----- Source information

PR #2857, opened 2023-10-27
Exporter: disable generation of empty or default blocks for `databricks_job` and `databricks_cluster`

alexott:
## Changes

* Disable generation of empty blocks for `email_notifications`, `webhook_notifications`, and `notification_settings` in `databricks_job`
* Don't produce `spark_conf` & `spark_env_vars` in clusters if they are default values produced by the REST API backend

## Tests

- [x] `make test` run locally
- [x] tested manually
- [ ] using Go SDK

### DIFF
--- a/exporter/importables.go
+++ b/exporter/importables.go
@@ -6,6 +6,7 @@ import (
 	"encoding/json"
 	"fmt"
 	"log"
+	"reflect"
 	"regexp"
 	"sort"
 	"strconv"
@@ -15,6 +16,7 @@ import (
 
 	"github.com/databricks/databricks-sdk-go/service/compute"
 	"github.com/databricks/databricks-sdk-go/service/iam"
+	sdk_jobs "github.com/databricks/databricks-sdk-go/service/jobs"
 	"github.com/databricks/databricks-sdk-go/service/ml"
 	"github.com/databricks/databricks-sdk-go/service/settings"
 	"github.com/databricks/terraform-provider-databricks/clusters"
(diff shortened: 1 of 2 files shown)


exporter/importables.go
```diff
@@ -561,6 +563,43 @@ var resourcesMap map[string]importable = map[string]importable{
...
+				if js.NotificationSettings != nil {
+					return reflect.DeepEqual(*js.NotificationSettings, sdk_jobs.JobNotificationSettings{})
+				}
+			}
+			if strings.HasPrefix(pathString, "task.") {
+				parts := strings.Split(pathString, ".")
+				if len(parts) > 2 {
+					taskIndex, err := strconv.Atoi(parts[1])
+					if err == nil && taskIndex >= 0 && taskIndex < len(js.Tasks) {
+						switch parts[len(parts)-1] {
```
tanmay-db, line 587: what is `parts[len(parts)-1]`? Might be good to define it in variable so it's more code readable.

exporter/importables.go
```diff
@@ -561,6 +563,43 @@ var resourcesMap map[string]importable = map[string]importable{
...
+						case "notification_settings":
+							if js.Tasks[taskIndex].NotificationSettings != nil {
+								return reflect.DeepEqual(*js.Tasks[taskIndex].NotificationSettings, sdk_jobs.TaskNotificationSettings{})
+							}
+						case "email_notifications":
```
tanmay-db, line 592: we don't need a case for `webhook_notifications` here?

tanmay-db (approved):
Few comments, otherwise LGTM, just to check were these changes tested manually with exporter?

exporter/importables.go
alexott: webhook is defined only on a job level

exporter/importables.go
alexott: `parts[len(parts)-1]` - block name

alexott:
@tanmay-db yes, tested manually.

exporter/importables.go
tanmay-db: I think doing something like would be more readable:
`blockName := parts[len(parts)-1]`

exporter/importables.go
tanmay-db: I see

alexott: let me add it

tanmay-db: but wasn't this only defined at job level? We do we need to add this?

alexott: We have different things:

- webhooks could be defined only on a job level
- `notification_settings` and `email_notifications` could be defined on both task & job level

PR #2885, opened 2023-11-07
Authenticate client during configuration

mgyucht:
## Changes
Currently, the client in the provider authenticates when making its first request. This request can have a context with a timeout or cancel func. However, because the OAuth2 caches this context, future token refreshes are subject to this cancellation/timeout. Instead, we call `Config.Authenticate()` during provider configuration. This serves 2 benefits:
1. The provider will fail to be configured if it cannot authenticate, rather than spitting out 1000s of resources with default auth problems.
2. The OAuth2 token source will be constructed with `context.Background()`, so token refreshes will never timeout.

Ideally, we would use the context associated with the request for token refreshes, but the OAuth2 library doesn't currently support this.

## Tests

- [ ] `make test` run locally
- [ ] using Go SDK

### DIFF
--- a/provider/provider_test.go
+++ b/provider/provider_test.go
@@ -3,10 +3,13 @@ package provider
 import (
 	"context"
 	"fmt"
+	"log"
 	"net/http"
+	"net/http/httptest"
 	"path/filepath"
 	"strings"
 	"testing"
+	"time"
 
 	"github.com/databricks/terraform-provider-databricks/common"
 	"github.com/hashicorp/terraform-plugin-sdk/v2/terraform"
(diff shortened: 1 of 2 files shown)


provider/provider_test.go
```diff
@@ -388,6 +392,59 @@ func TestConfig_CorruptConfig(t *testing.T) {
...
+	} else if r.RequestURI == "/api/2.0/clusters/get?cluster_id=123" {
+		w.Header().Set("Content-Type", "application/json")
+		fmt.Fprint(w, `{"cluster_id": "123"}`)
+		return
+	}
+	w.WriteHeader(http.StatusNotFound)
+}
+
+// Start a local webserver to serve tokens. Configure the CLI to fetch a token from this endpoint.
+// Then, using a context with a short timeout, call an API. Wait for 2x the timeout, then call
```
hectorcast-db, line 413: nit. IIUC, it's not the context which is short lived, but the token itself.

hectorcast-db (approved):

alexott (approved):
looks good. I've tested it for 3 hours

alexott:
I've tested it with following code and reduced rate limit & TF parallelism:

```hcl
data "databricks_current_user" "me" {
}

locals {
  cnt = 3000
}

resource "databricks_notebook" "this" {
  count = local.cnt
  content_base64 = base64encode(<<-EOT
    # created from ${abspath(path.module)}
    display(spark.range(10))
    EOT
  )
  path     = "${data.databricks_current_user.me.home}/OAuthTest/nb-${count.index}"
  language = "PYTHON"
}

resource "databricks_permissions" "notebook_usage" {
  count = local.cnt
  notebook_path = databricks_notebook.this[count.index].path

  access_control {
    group_name       = "users"
    permission_level = "CAN_READ"
  }
}
```

It run for ~3 hours without any problems

PR #2887, opened 2023-11-07
Added `databricks_instance_profiles` data source

### LINKED ISSUE #2330: [FEATURE] databricks_instance_profile datasource
### Use-cases

When using features such as  https://registry.terraform.io/providers/databricks/databricks/latest/docs/resources/service_principal_role, it would be really useful to be able to query Databricks for the registered instance profiles, for example by name.

Is not clear whether using the https://registry.terraform.io/providers/hashicorp/aws/latest/docs/data-sources/iam_instance_profile would be an alternative solution, since the provider seems only to take an ID, which sounds like an internal ID in databricks.

ehab-eb:
## Changes
Added a new data source `databricks_instance_profiles` to list all instance profiles and export their properties as a set of objects.

Fixes #2330

Planning to add some filtering options in a separate PR but would like to have a discussion about the design of the filters :) 

## Tests

- [x] `make test` run locally
- [x] using Go SDK


aws/data_instance_profiles.go
```diff
@@ -0,0 +1,38 @@
...
+	}, w *databricks.WorkspaceClient) error {
+		instanceProfiles, err := w.InstanceProfiles.ListAll(ctx)
+		if err != nil {
+			return err
+		}
+		for _, v := range instanceProfiles {
+			arnSlices := strings.Split(v.InstanceProfileArn, "/")
+			name := arnSlices[len(arnSlices)-1]
+			data.InstanceProfiles = append(data.InstanceProfiles, instanceProfileData{
+				Name:    name,
```
ehab-eb, line 30: `name` isn't returned by the API but it's added to the response to match what users see in the UI.

PR #2892, opened 2023-11-08
Allow authentication during configure to fail

mgyucht:
## Changes
As a follow-up to https://github.com/databricks/terraform-provider-databricks/pull/2885, we should tolerate auth failures for dynamically configured providers during the planning phase. This allows users to create workspaces and then configure a provider to manage resources in that workspace as part of a single template. 

## Tests

- [ ] `make test` run locally
- [ ] using Go SDK

### DIFF
--- a/provider/provider.go
+++ b/provider/provider.go
@@ -2,12 +2,15 @@ package provider
 
 import (
 	"context"
+	"errors"
+	"fmt"
 	"log"
 	"net/http"
 	"reflect"
 	"sort"
 	"strings"
 
+	"github.com/hashicorp/terraform-plugin-log/tflog"
 	"github.com/hashicorp/terraform-plugin-sdk/v2/diag"
 	"github.com/hashicorp/terraform-plugin-sdk/v2/helper/schema"
 
@@ -226,7 +229,7 @@ func configureDatabricksClient(ctx context.Context, d *schema.ResourceData) (any
 		}
 	}
 	sort.Strings(attrsUsed)
-	log.Printf("[INFO] Explicit and implicit attributes: %s", strings.Join(attrsUsed, ", "))
+	tflog.Info(ctx, fmt.Sprintf("Explicit and implicit attributes: %s", strings.Join(attrsUsed, ", ")))
 	if cfg.AuthType != "" {
 		// mapping from previous Google authentication types
 		// and current authentication types from Databricks Go SDK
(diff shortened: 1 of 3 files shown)


provider/provider.go
```diff
@@ -247,8 +250,16 @@ func configureDatabricksClient(ctx context.Context, d *schema.ResourceData) (any
...
-	err = cfg.Authenticate(r.WithContext(context.Background()))
-	if err != nil {
+	err = cfg.Authenticate(r)
+	// When a user creates a workspace and then configures the Databricks provider in the same
+	// module for that workspace, the workspace does not exist at planning time, so computed
+	// attributes like the host are not included in the ConfigureProvider call. In this case,
+	// authentication will fail, but it is safe to continue: the client will not be used, as
+	// no resources yet exist in the as-yet-nonexisting workspace, so Terraform will not attempt
+	// to fetch any resources.
+	if errors.Is(err, config.ErrCannotConfigureAuth) {
```
hectorcast-db, line 260: Is this strict enough? I see a lot of tests failing.

provider/provider.go
```diff
@@ -226,7 +229,7 @@ func configureDatabricksClient(ctx context.Context, d *schema.ResourceData) (any
 		}
 	}
 	sort.Strings(attrsUsed)
-	log.Printf("[INFO] Explicit and implicit attributes: %s", strings.Join(attrsUsed, ", "))
+	tflog.Info(ctx, fmt.Sprintf("Explicit and implicit attributes: %s", strings.Join(attrsUsed, ", ")))
```
mgyucht, line 232: This should be a no-op, but I needed to make this change so that I could enable logging for just our provider using `TF_LOG_PROVIDER_DATABRICKS=INFO` (which according to the docs, only enables `tflog.*` logs and not `log.Printf` logs). In general, however, we should be using `tflog.*` everywhere for logging to fit into TF's logging framework.

provider/provider_test.go
```diff
@@ -460,6 +460,13 @@ func configureProviderAndReturnClient(t *testing.T, tt providerFixture) (*common
...
 	client := p.Meta().(*common.DatabricksClient)
-
+	r, err := http.NewRequest("GET", "", nil)
+	if err != nil {
+		return nil, err
+	}
+	err = client.Config.Authenticate(r)
+	if err != nil {
+		return nil, err
+	}
```
mgyucht, line 470: This was removed in https://github.com/databricks/terraform-provider-databricks/commit/8842527bba1942d19cad5bb3bca57edb2bf9e416#diff-978ff4fdc176f5a02cba8681ff7f0c943bf0740a2ca7a68ff4e9f08d1efd3744L406-L410, but we add it back here to ensure existing test cases work. Those test cases make sure the provider auth works as expected when auth ought to work, but now we tolerate auth failing during provider construction, so we need to retry again to get the underlying auth error.

hectorcast-db (approved):

PR #2902, opened 2023-11-09
Improve performance of `databricks_notebook` and `databricks_workspace_file` resources

### LINKED ISSUE #2898: [ISSUE] Issue with provider performance
Increasing `-parallelism` doesn't have an effect on the provider's performance. When I'm creating a significant number of resources, I see that planning and applying changes are done in parallel, but API execution is sequential, often with significant delay. 

### Expected Behavior

Resources are created in parallel.

### Steps to Reproduce

Generate a terraform file with hundreds of notebooks, and run the `terraform apply`. The performance will be the same independent of set `-parallelism`.

`master` branch. Tested with Terraform 1.5.7 & 1.3.10

### Debug Output

Will share internally

alexott:
## Changes

There were problems with the performance of `databricks_notebook` resource:

* There is an explicit Mutex there to coordinate the creation & deletion of directories - use of it led to the situation when notebooks were created sequentially even with high parallelism.
* Both `databricks_notebook` and `databricks_workspace_file` are always called `mkdirs` API to make sure that the parent directory exists.

This PR includes the following changes:

* In both `databricks_notebook` and `databricks_workspace_file`, the `mkdirs` API is called only when the error about "Parent folder doesn't exist". This should decrease the number of API calls.
* Decrease the use of locks in `databricks_notebook`

This fixes #2898

## Tests

- [x] `make test` run locally
- [ ] using Go SDK

### DIFF
--- a/workspace/resource_notebook.go
+++ b/workspace/resource_notebook.go
@@ -300,7 +300,7 @@ func (a NotebooksAPI) list(path string) ([]ObjectStatus, error) {
 // Delete will delete folders given a path and recursive flag
 func (a NotebooksAPI) Delete(path string, recursive bool) error {
 	if recursive {
-		log.Printf("[DEBUG] Doing recursive delete...")
+		log.Printf("[DEBUG] Doing recursive delete of path '%s'", path)
 		mtx.Lock()
 		defer mtx.Unlock()
 	}
@@ -389,12 +389,10 @@ func ResourceNotebook() *schema.Resource {
 			if err != nil {
 				if isParentDoesntExistError(err) {
 					parent := filepath.ToSlash(filepath.Dir(path))
-					if parent != "/" {
-						log.Printf("[DEBUG] Parent folder '%s' doesn't exist, creating...", parent)
-						err = notebooksAPI.Mkdirs(parent)
-						if err != nil {
-							return err
-						}
+					log.Printf("[DEBUG] Parent folder '%s' doesn't exist, creating...", parent)
+					err = notebooksAPI.Mkdirs(parent)
+					if err != nil {
+						return err
 					}
 					err = notebooksAPI.Create(createNotebook)
 				}
--- a/workspace/resource_notebook.go
+++ b/workspace/resource_notebook.go
@@ -101,8 +101,10 @@ var mtx = &sync.Mutex{}
 
 // Create creates a notebook given the content and path
 func (a NotebooksAPI) Create(r ImportPath) error {
-	mtx.Lock()
-	defer mtx.Unlock()
+	if r.Format == "DBC" {
+		mtx.Lock()
+		defer mtx.Unlock()
+	}
 	return a.client.Post(a.context, "/workspace/import", r, nil)
 }
 
@@ -297,8 +299,11 @@ func (a NotebooksAPI) list(path string) ([]ObjectStatus, error) {
 
 // Delete will delete folders given a path and recursive flag
 func (a NotebooksAPI) Delete(path string, recursive bool) error {
-	mtx.Lock()
-	defer mtx.Unlock()
+	if recursive {
+		log.Printf("[DEBUG] Doing recursive delete...")
+		mtx.Lock()
+		defer mtx.Unlock()
+	}
 	return a.client.Post(a.context, "/workspace/delete", DeletePath{
 		Path:      path,
 		Recursive: recursive,
@@ -363,13 +368,6 @@ func ResourceNotebook() *schema.Resource {
 			}
 			notebooksAPI := NewNotebooksAPI(ctx, c)
 			path := d.Get("path").(string)
-			parent := filepath.ToSlash(filepath.Dir(path))
-			if parent != "/" {
-				err = notebooksAPI.Mkdirs(parent)
-				if err != nil {
-					return err
-				}
-			}
 			createNotebook := ImportPath{
 				Content:   base64.StdEncoding.EncodeToString(content),
 				Language:  d.Get("language").(string),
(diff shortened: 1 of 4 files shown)


workspace/resource_notebook.go
```diff
@@ -101,8 +101,10 @@ var mtx = &sync.Mutex{}
 
 // Create creates a notebook given the content and path
 func (a NotebooksAPI) Create(r ImportPath) error {
-	mtx.Lock()
-	defer mtx.Unlock()
+	if r.Format == "DBC" {
+		mtx.Lock()
```
nfx, line 105: can you switch to tree-based locking? this was added to prevent errors when creating notebooks along the tree

nfx (dismissed):

workspace/resource_notebook.go
alexott: DBC is kind of a specific case... I'm not sure how this will behave in the case of big trees, and/or in the case of multiple workspaces

tanmay-db: Hi Alex, thanks for the PR, a question -- what make case for .dbc files specific wrt to parallelism?

alexott: DBC files may contain directories, so we need to make sure that the files that are potentially with directories, had a lock

alexott: But I haven't seen DBC files deployed via TF in the real-life...

workspace/resource_notebook.go
```diff
@@ -101,8 +101,10 @@ var mtx = &sync.Mutex{}
 
 // Create creates a notebook given the content and path
 func (a NotebooksAPI) Create(r ImportPath) error {
-	mtx.Lock()
-	defer mtx.Unlock()
+	if r.Format == "DBC" {
```
mgyucht, line 104: @alexott do we need to check if Format is `AUTO`? This could also be a DBC notebook and run into this race condition.

workspace/resource_notebook.go
mgyucht: From my reading of the comment next to the mutex, this applies to race conditions when creating/deleting directories, not notebooks. There should generally not be two notebook resources with the same path, otherwise there will always be a race condition. While it would be more precise to lock on a per-path basis, you would never get a diff-free plan after refreshing if two notebooks have the same path. So IMO this change is sufficiently safe.

workspace/resource_notebook.go
```diff
@@ -297,8 +299,11 @@ func (a NotebooksAPI) list(path string) ([]ObjectStatus, error) {
 
 // Delete will delete folders given a path and recursive flag
 func (a NotebooksAPI) Delete(path string, recursive bool) error {
-	mtx.Lock()
-	defer mtx.Unlock()
+	if recursive {
+		log.Printf("[DEBUG] Doing recursive delete...")
```
mgyucht, line 303: Suggestion: include the path name here?

workspace/resource_notebook.go
```diff
@@ -389,7 +387,20 @@ func ResourceNotebook() *schema.Resource {
 			}
 			err = notebooksAPI.Create(createNotebook)
 			if err != nil {
-				return err
+				if isParentDoesntExistError(err) {
+					parent := filepath.ToSlash(filepath.Dir(path))
+					if parent != "/" {
```
mgyucht, line 392: Will we ever have the else variant of this case? `/` is guaranteed to exist, so we will not enter the if block starting on 390.

workspace/resource_notebook.go
```diff
@@ -431,7 +442,13 @@ func ResourceNotebook() *schema.Resource {
...
-			return NewNotebooksAPI(ctx, c).Delete(d.Id(), true)
+			objType := d.Get("object_type")
+			return NewNotebooksAPI(ctx, c).Delete(d.Id(), !(objType == Notebook || objType == File))
 		},
 	}.ToResource()
 }
+
+func isParentDoesntExistError(err error) bool {
+	errStr := err.Error()
+	return strings.HasPrefix(errStr, "The parent folder ") && strings.HasSuffix(errStr, " does not exist.")
```
mgyucht, line 453: Do we not have an error code for this? Note: once the next Go SDK is released, we can do `errors.is(err, databricks.ErrResourceDoesNotExist)` to check for this case (merged today)!

workspace/resource_notebook.go
```diff
@@ -431,7 +442,13 @@ func ResourceNotebook() *schema.Resource {
 			})
 		},
 		Delete: func(ctx context.Context, d *schema.ResourceData, c *common.DatabricksClient) error {
-			return NewNotebooksAPI(ctx, c).Delete(d.Id(), true)
+			objType := d.Get("object_type")
+			return NewNotebooksAPI(ctx, c).Delete(d.Id(), !(objType == Notebook || objType == File))
```
mgyucht, line 446: So, if objType is Directory, Library, or Repo, we do want to recursively delete?

workspace/resource_workspace_file.go
```diff
@@ -37,21 +38,28 @@ func ResourceWorkspaceFile() *schema.Resource {
...
 				Path:      path,
 				Overwrite: true,
-			})
+			}
+			err = client.Workspace.Import(ctx, importReq)
 			if err != nil {
-				return err
+				if isParentDoesntExistError(err) {
+					parent := filepath.ToSlash(filepath.Dir(path))
+					if parent != "/" {
```
mgyucht, line 51: Ditto, we probably can inline the if body here since it will always be true

mgyucht (commented):
Couple of nits, questions and suggestions. Glad to do another round today.

workspace/resource_notebook.go
alexott: We don't allow `AUTO` as format: https://github.com/databricks/terraform-provider-databricks/blob/master/workspace/resource_notebook.go#L329

workspace/resource_notebook.go
alexott: No, we don't have error code at this level.

workspace/resource_workspace_file.go
alexott: No - this is to handle of cases if I notebooks/files are created at root level

workspace/resource_notebook.go
alexott: done

workspace/resource_notebook.go
mgyucht: Right, but my point is the REST API will never return an error that / doesn't exist.

mgyucht: I guess there isn't a problem with this per se, but it seems unnecessarily defensive, unless I'm missing something.

alexott: ah, yes - misunderstood the case. let me change it...

alexott: Fixed

workspace/resource_notebook.go
alexott: it's only Directory that could be here.

mgyucht (approved):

----------

» **Task description**
Check each line of the listing above, and copy it if it contains the word "tolerate".

» **Result for this exercise**
As a follow-up to https://github.com/databricks/terraform-provider-databricks/pull/2885, we should tolerate auth failures for dynamically configured providers during the planning phase. This allows users to create workspaces and then configure a provider to manage resources in that workspace as part of a single template. 
mgyucht, line 470: This was removed in https://github.com/databricks/terraform-provider-databricks/commit/8842527bba1942d19cad5bb3bca57edb2bf9e416#diff-978ff4fdc176f5a02cba8681ff7f0c943bf0740a2ca7a68ff4e9f08d1efd3744L406-L410, but we add it back here to ensure existing test cases work. Those test cases make sure the provider auth works as expected when auth ought to work, but now we tolerate auth failing during provider construction, so we need to retry again to get the underlying auth error.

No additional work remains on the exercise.